Exercise objective ▸ Exactly as written, copy the lines that run from the start of the data below to the line containing "Also some minor", both ends included.

Records START

PR #500, opened 2022-08-12
Add help target to Makefile

stmcginnis:
**Issue number:**

N/A

**Description of changes:**

This adds a `help` target and sets it as the default. This helps newer
contributors discover the make targets of relevance by providing a
nicely formatted output of the targets they might be interested in.

This can be expanded as we go to add additional targets or to categorize
targets into different groups based on their expected usage.

Also some minor cleanup to the Makefile itself.

**Testing done:**

image

**Terms of contribution:**

### DIFF
--- a/Makefile
+++ b/Makefile
@@ -1,11 +1,10 @@
+# Set our default to print out help if user has not provided a target
+.DEFAULT_GOAL := help
+
+# Determine our root directory path for later use
 TOP := $(dir $(firstword $(MAKEFILE_LIST)))
 
-TESTSYS_BUILD_HOST_UNAME_ARCH=$(shell uname -m)
-TESTSYS_BUILD_HOST_GOARCH ?= $(lastword $(subst :, ,$(filter $(TESTSYS_BUILD_HOST_UNAME_ARCH):%,x86_64:amd64 aarch64:arm64)))
-TESTSYS_BUILD_HOST_PLATFORM=$(shell uname | tr '[:upper:]' '[:lower:]')
-# On some hosts we get an x509 certificate error and need to set GOPROXY to "direct"
-TESTSYS_BUILD_GOPROXY ?= direct
-
+# Variables we update as newer versions are released
 BOTTLEROCKET_SDK_VERSION = v0.26.0
 BOTTLEROCKET_SDK_ARCH = $(TESTSYS_BUILD_HOST_UNAME_ARCH)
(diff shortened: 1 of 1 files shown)


Makefile
```diff
@@ -1,18 +1,26 @@
...
 TOOLS_IMAGE ?= public.ecr.aws/bottlerocket-test-system/bottlerocket-test-tools:$(BOTTLEROCKET_TOOLS_VERSION)
 
+# Capture information about the build host
+TESTSYS_BUILD_HOST_UNAME_ARCH=$(shell uname -m)
+TESTSYS_BUILD_HOST_GOARCH ?= $(lastword $(subst :, ,$(filter $(TESTSYS_BUILD_HOST_UNAME_ARCH):%,x86_64:amd64 aarch64:arm64)))
+TESTSYS_BUILD_HOST_PLATFORM=$(shell uname | tr '[:upper:]' '[:lower:]')
+# On some hosts we get an x509 certificate error and need to set GOPROXY to "direct"
+TESTSYS_BUILD_GOPROXY ?= direct
+
+# The set of images to create. Add new artifacts here when added to the
```
ecpullen: Maybe note that these are for bottlerocket images and the example images have their own targets.

Makefile
```diff
@@ -153,15 +165,15 @@ cargo-deny:
 	cargo deny --all-features --no-default-features check --disable-fetch licenses sources
 
 # Define a target to tag all images
-tag-images: $(TAG_IMAGES)
+tag-images: $(TAG_IMAGES)  ## tag all images
```
ecpullen, line 168: Should we put the env variables for registry and tag?

ecpullen (approved):
LGTM

Makefile
stmcginnis: Not sure I understand, can you elaborate?

ecpullen: The registry can be configured for tagging with `PUBLISH_IMAGES_REGISTRY` and the tag can be configured with `PUBLISH_IMAGES_VERSION`

stmcginnis: That gets to be a bit long to add detailed help text. Do you mind if we start with the more concise help output and look at better ways of providing these details as a follow on?

stmcginnis:
Rebased on `develop` to pick up the latest updates.

etungsten (approved):

PR #502, opened 2022-08-12
Truncate resource name and append object UID

### LINKED ISSUE #353: Resource name length limit
If a resources name is too long, a job will not be created for destruction even though a job could be created for resource creation. (`creation` has fewer characters than `destruction`).

mjsterckx:
**Issue number:**

Closes #353 

**Description of changes:**

Instead of simply appending -creation and -destruction to the resource name to generate the job names, the object UID created by k8s is now appended to a truncated resource name. This ensures that every creation- and destruction-job has a unique name, even if the resource names contain the same first 51 or more characters. Since the resource name gets truncated down to 15 characters, the situation where a destruction pod cannot be created because the name is too long will never occur.

The does_resource_destruction_pod_exist test in cluster.rs has been changed to reflect the new destruction pod naming scheme.

**Testing done:**

- Ran testsys with a test YAML file that depends on one resource with a name shorter than 51 characters
- Ran testsys with a test YAML file that depends on one resource with a name between 51 characters and 54 characters
- Ran testsys with a test YAML file that depends on one resource with a name longer than 54 characters
- Ran testsys with a test YAML file that depends on two resources with names longer than 51 characters, where the first 51 characters are the same
- Checked that all of the above resources could be created and deleted successfully, and the test passed

**Terms of contribution:**

### DIFF
--- a/controller/src/resource_controller/context.rs
+++ b/controller/src/resource_controller/context.rs
@@ -41,8 +41,16 @@ pub(super) struct ResourceInterface {
 
 impl ResourceInterface {
     pub(super) fn new(resource: Resource, context: Context) -> Result<Self> {
-        let creation_job = format!("{}-creation", resource.object_name());
-        let destruction_job = format!("{}-destruction", resource.object_name());
+        let mut resource_name = resource.object_name().to_string();
+
+        // Selects the UID from the k8s object to append to the truncated job name, preventing duplicate job names
+        let id = match resource.metadata.uid.as_ref() {
+            Some(r) => r,
+            None => "",
+        };
+        resource_name.truncate(15);
+        let creation_job = format!("{}{}-creation", resource_name, id);
+        let destruction_job = format!("{}{}-destruction", resource_name, id);
         Ok(Self {
             resource,
             context,
--- a/controller/src/resource_controller/context.rs
+++ b/controller/src/resource_controller/context.rs
@@ -4,7 +4,7 @@ use anyhow::Context as AnyhowContext;
 use kube::Api;
 use log::debug;
 use model::clients::{CrdClient, ResourceClient};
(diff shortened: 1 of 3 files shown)


stmcginnis (approved):
Ran through a test run with these changes and everything looks fine. Changes look good to me.

controller/src/resource_controller/context.rs
```diff
@@ -41,8 +41,16 @@ pub(super) struct ResourceInterface {
...
-        let creation_job = format!("{}-creation", resource.object_name());
-        let destruction_job = format!("{}-destruction", resource.object_name());
+        let mut resource_name = resource.object_name().to_string();
+
+        // Selects the UID from the k8s object to append to the truncated job name, preventing duplicate job names
+        let id = match resource.metadata.uid.as_ref() {
+            Some(r) => r,
+            None => "",
+        };
+        resource_name.truncate(15);
```
jpmcb: Should this be some top level constant instead of an inline literal?

```rust
const TRUNC_LEN: i32 = 15;
```
and then used here as
```rust
resource_name.truncate(TRUNC_LEN);
```

jpmcb: I wonder if this line deserves it's own comment 🤔 

if i was reading this for the first time, I'd wonder why we needed to truncate the name of the resource down to 15 chars.

mjsterckx: Good call. I thought about it when modifying the test but decided to leave it as it was. I realize that using a constant is best practice though, so I addressed that in the new commit.

mjsterckx: Added a comment to explain why the truncating happens.

ecpullen (approved):

etungsten (approved):

PR #509, opened 2022-08-16
Removes node affinity for x86. Enables arm building/running.

### LINKED ISSUE #90: build: support arm
Support arm everywhere. The system should work on ARM and mixed x86_64/ARM TestSys clusters. Tracking issue.

jpmcb:
### Issue number:

Fixes #90 

### Description of changes:

This removes the node affinity for x86 kubernetes nodes. All images are currently buildable on 

Validated images are buildable and can be run on aarch64 dev box.

### Testing done:

Prior to this change, tests would not be scheduled on local kind clusters on an aarch64 dev-box.

Now, all images are buildable and `make integ-test` passes. I was a bit surprised this was the only change that needed to be made since most of the image infrastructure / docker commands were already in place, so if there are more validations to be done, let me know!!

**Terms of contribution:**

### DIFF
--- a/model/src/system/controller.rs
+++ b/model/src/system/controller.rs
@@ -195,20 +195,11 @@ pub fn controller_deployment(
                             required_during_scheduling_ignored_during_execution: Some(
                                 NodeSelector {
                                     node_selector_terms: vec![NodeSelectorTerm {
-                                        match_expressions: Some(vec![
-                                            NodeSelectorRequirement {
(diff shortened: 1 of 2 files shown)


jpmcb:
Force pushed to address `cargo fmt`

ecpullen (approved):
LGTM!

stmcginnis (approved):
Looks reasonable to me.

etungsten (approved):

PR #3648, opened 2019-06-03
Fix the incorrect case #4 in k8s-src-ip.md

murali-reddy:
With cluster IP, traffic is masquraded only when --masquerade-all option is specified
or --cluster-cidr is specified and the source is not from the cluster CIDR range

https://github.com/kubernetes/kubernetes/blob/v1.14.2/pkg/proxy/iptables/proxier.go#L842


bboreham:
Is it worth being specific about those flags, where it says "default kubeadm options" ?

Records END

Finished task ▸
PR #500, opened 2022-08-12
Add help target to Makefile

stmcginnis:
**Issue number:**

N/A

**Description of changes:**

This adds a `help` target and sets it as the default. This helps newer
contributors discover the make targets of relevance by providing a
nicely formatted output of the targets they might be interested in.

This can be expanded as we go to add additional targets or to categorize
targets into different groups based on their expected usage.

Also some minor cleanup to the Makefile itself.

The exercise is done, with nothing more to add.